There's no denying that George Bush knows how to stage patriotic spectacles at sea, but the reality back on shore is not so well stagecrafted.
Did you know that Top Gun Bush is poised to become the first President since Herbert Hoover to preside over job destruction rather than job creation? Thanks to Daniel Gross's article,
recently posted on Slate, we also know that Bush's last tax cut, the largest cut in American history, has so far "cost" America 1.7 million jobs and counting.
For a comparison of how Bush's record of job destruction compares to previous presidencies since World War II, check out the following compilation by the International Association of Machinists, which looked at the average growth in monthly employment during the terms of the last fifteen presidential administrations (There's a link for this if anyone wants it):
Truman First Term: 60,000 jobs gained per month
Truman Second Term: 113,000 jobs gained per month
Eisenhower First Term: 58,000 jobs gained per month
Eisenhower Second Term: 15,000 jobs gained per month
Kennedy: 122,000 jobs gained per month
Johnson: 206,000 jobs gained per month
Nixon First Term: 129,000 jobs gained per month
Nixon/Ford : 105,000 jobs gained per month
Carter: 218,000 jobs gained per month
Reagan First Term: 109,000 jobs gained per month
Reagan Second Term: 224,000 jobs gained per month
G. Bush: 52,000 jobs gained per month
Clinton First Term: 242,000 jobs gained per month
Clinton Second Term: 235,000 jobs gained per month
G.W. Bush : 69,000 jobs
LOST per month
Also back on land: While this Administration stakes out the patriotic high ground, it is decimating programs that benefit veterans, their families and their communities to hand the super-rich another tax cut.

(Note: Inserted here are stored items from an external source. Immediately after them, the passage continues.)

PR #305, opened 2020-02-15
Add `g TAB` as a substitute on terminal for Tab.

crocket:
`g TAB` feels intuitive.

### DIFF
--- a/readme.org
+++ b/readme.org
@@ -189,9 +189,11 @@ more.
        - Tab key
          - Tab key is recognized as ~<tab>~ in GUI and ~TAB~ in terminal.
            ~TAB~ equals ~C-i~.
-         - Since ~C-i~ is bound to jumping forward for vim compatibility,
-           bind ~g[~ and ~g]~ to the functions that Shift+Tab and Tab
-           are bound to on GUI for terminal compatibility.
+         - ~C-i~ is bound to jumping forward for vim compatibility.
+           If Shift+Tab is not relevant, just bind ~g TAB~ to the function
+           that Tab is bound to. If Shift+Tab is relevant, bind ~g]~ and
+           ~g TAB~ to the function that Tab is bound to, and bind ~g[~ to
+           the function that Shift+Tab is bound to for terminal compatibility.
        - Enter key
          - Enter key is recognized as ~<return>~ in GUI and ~RET~ in terminal.
            ~RET~ equals ~Ctrl+m~.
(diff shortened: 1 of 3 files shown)


jojojames:
Looks reasonable. @Ambrevar ?

readme.org
```diff
@@ -189,9 +189,12 @@ more.
...
          - Tab key is recognized as ~<tab>~ in GUI and ~TAB~ in terminal.
            ~TAB~ equals ~C-i~.
-         - Since ~C-i~ is bound to jumping forward for vim compatibility,
-           bind ~g[~ and ~g]~ to the functions that Shift+Tab and Tab
-           are bound to on GUI for terminal compatibility.
+         - ~C-i~ is bound to jumping forward for vim compatibility.
+           If Shift+Tab is not relevant, just bind ~g TAB~ to the function
+           that Tab is bound to. If Shift+Tab is relevant,
+           bind ~g]~ and ~g TAB~ to the function that Tab is bound to,
+           and bind ~g[~ or ~g}~ to the function that Shift+Tab is bound to
```
Ambrevar: Why `g}`?

readme.org
```diff
@@ -189,9 +189,12 @@ more.
        - Tab key
          - Tab key is recognized as ~<tab>~ in GUI and ~TAB~ in terminal.
            ~TAB~ equals ~C-i~.
-         - Since ~C-i~ is bound to jumping forward for vim compatibility,
-           bind ~g[~ and ~g]~ to the functions that Shift+Tab and Tab
-           are bound to on GUI for terminal compatibility.
+         - ~C-i~ is bound to jumping forward for vim compatibility.
```
Ambrevar: vim -> Vim.

Ambrevar:
Looks good to me beside the comments in the README.  Thanks!

readme.org
crocket: Because Shift+Tab may not be functionally related to Tab in some modes such as org mode.

Ambrevar:
But why not just `g[` then?

crocket:
Because `g[` feels like something that does something opposite to what `g]` does.

Ambrevar:
Isn't Shift-Tab the opposite of Tab?

crocket:
Not always. In org-mode, Shift-Tab is not functionally opposite to Tab.

Ambrevar:
So what are you suggesting?  That we use `g}` in Org mode for `shift-Tab`?

`g[` would be OK to me here too.  I find it simpler to have just one key instead of two.

crocket:
Ok. I'm going to omit `g}` since `g}` is hard to press anyway.

jojojames:
@crocket Sorry if I missed this, is this ready?

crocket:
I think it is ready.

jojojames:
Sorry @crocket , merging.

National unemployment has just increased to 6 percent, the highest in almost a decade. The states face the worst budget crisis since the 1930s. Primary services such as schools, basic health care, sanitation and law enforcement are being undermined. Lines at food banks are longer and longer. Homelessness is on the rise. Even the state agencies charged with combating terrorism are being gutted. As Bob Herbert wrote in his May 1 New York Times column (it's in the pay-per-view archives now, so no link):
"There is a faint but unmistakable whiff of Depression in the air."